Saved data entries
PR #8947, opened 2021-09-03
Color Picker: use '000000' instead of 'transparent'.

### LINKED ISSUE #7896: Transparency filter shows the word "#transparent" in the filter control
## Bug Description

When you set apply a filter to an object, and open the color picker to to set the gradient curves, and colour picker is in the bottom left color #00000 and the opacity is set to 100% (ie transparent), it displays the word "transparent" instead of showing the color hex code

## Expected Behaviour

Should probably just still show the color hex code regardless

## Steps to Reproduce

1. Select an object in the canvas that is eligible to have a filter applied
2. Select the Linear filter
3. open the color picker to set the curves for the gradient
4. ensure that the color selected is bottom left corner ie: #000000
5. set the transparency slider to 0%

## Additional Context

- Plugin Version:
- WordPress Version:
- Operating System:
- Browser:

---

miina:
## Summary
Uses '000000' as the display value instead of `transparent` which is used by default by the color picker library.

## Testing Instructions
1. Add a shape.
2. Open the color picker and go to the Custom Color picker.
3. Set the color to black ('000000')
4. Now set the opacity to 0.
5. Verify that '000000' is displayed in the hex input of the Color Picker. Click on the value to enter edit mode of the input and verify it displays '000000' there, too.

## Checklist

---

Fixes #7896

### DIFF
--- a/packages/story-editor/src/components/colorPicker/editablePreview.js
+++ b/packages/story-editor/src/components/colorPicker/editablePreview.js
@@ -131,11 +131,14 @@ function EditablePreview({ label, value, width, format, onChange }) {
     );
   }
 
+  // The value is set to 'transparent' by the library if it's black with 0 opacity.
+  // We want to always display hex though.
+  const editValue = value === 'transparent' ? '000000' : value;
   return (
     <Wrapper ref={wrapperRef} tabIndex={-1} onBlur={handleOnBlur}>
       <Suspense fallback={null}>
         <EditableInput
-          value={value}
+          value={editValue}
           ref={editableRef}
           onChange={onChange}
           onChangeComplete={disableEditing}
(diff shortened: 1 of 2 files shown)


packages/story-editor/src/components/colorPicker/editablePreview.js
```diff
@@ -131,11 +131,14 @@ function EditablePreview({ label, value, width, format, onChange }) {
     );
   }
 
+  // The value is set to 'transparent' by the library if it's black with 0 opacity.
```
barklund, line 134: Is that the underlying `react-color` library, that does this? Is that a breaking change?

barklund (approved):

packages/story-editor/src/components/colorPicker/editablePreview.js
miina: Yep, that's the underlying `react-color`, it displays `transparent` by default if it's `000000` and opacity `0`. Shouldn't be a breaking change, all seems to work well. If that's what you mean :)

**ACTIVITY:**
The entries must all be transcribed exactly.

**REPLY:**
PR #8947, opened 2021-09-03
Color Picker: use '000000' instead of 'transparent'.

### LINKED ISSUE #7896: Transparency filter shows the word "#transparent" in the filter control
## Bug Description

When you set apply a filter to an object, and open the color picker to to set the gradient curves, and colour picker is in the bottom left color #00000 and the opacity is set to 100% (ie transparent), it displays the word "transparent" instead of showing the color hex code

## Expected Behaviour

Should probably just still show the color hex code regardless

## Steps to Reproduce

1. Select an object in the canvas that is eligible to have a filter applied
2. Select the Linear filter
3. open the color picker to set the curves for the gradient
4. ensure that the color selected is bottom left corner ie: #000000
5. set the transparency slider to 0%

## Additional Context

- Plugin Version:
- WordPress Version:
- Operating System:
- Browser:

---

miina:
## Summary
Uses '000000' as the display value instead of `transparent` which is used by default by the color picker library.

## Testing Instructions
1. Add a shape.
2. Open the color picker and go to the Custom Color picker.
3. Set the color to black ('000000')
4. Now set the opacity to 0.
5. Verify that '000000' is displayed in the hex input of the Color Picker. Click on the value to enter edit mode of the input and verify it displays '000000' there, too.

## Checklist

---

Fixes #7896

### DIFF
--- a/packages/story-editor/src/components/colorPicker/editablePreview.js
+++ b/packages/story-editor/src/components/colorPicker/editablePreview.js
@@ -131,11 +131,14 @@ function EditablePreview({ label, value, width, format, onChange }) {
     );
   }
 
+  // The value is set to 'transparent' by the library if it's black with 0 opacity.
+  // We want to always display hex though.
+  const editValue = value === 'transparent' ? '000000' : value;
   return (
     <Wrapper ref={wrapperRef} tabIndex={-1} onBlur={handleOnBlur}>
       <Suspense fallback={null}>
         <EditableInput
-          value={value}
+          value={editValue}
           ref={editableRef}
           onChange={onChange}
           onChangeComplete={disableEditing}
(diff shortened: 1 of 2 files shown)


packages/story-editor/src/components/colorPicker/editablePreview.js
```diff
@@ -131,11 +131,14 @@ function EditablePreview({ label, value, width, format, onChange }) {
     );
   }
 
+  // The value is set to 'transparent' by the library if it's black with 0 opacity.
```
barklund, line 134: Is that the underlying `react-color` library, that does this? Is that a breaking change?

barklund (approved):

packages/story-editor/src/components/colorPicker/editablePreview.js
miina: Yep, that's the underlying `react-color`, it displays `transparent` by default if it's `000000` and opacity `0`. Shouldn't be a breaking change, all seems to work well. If that's what you mean :)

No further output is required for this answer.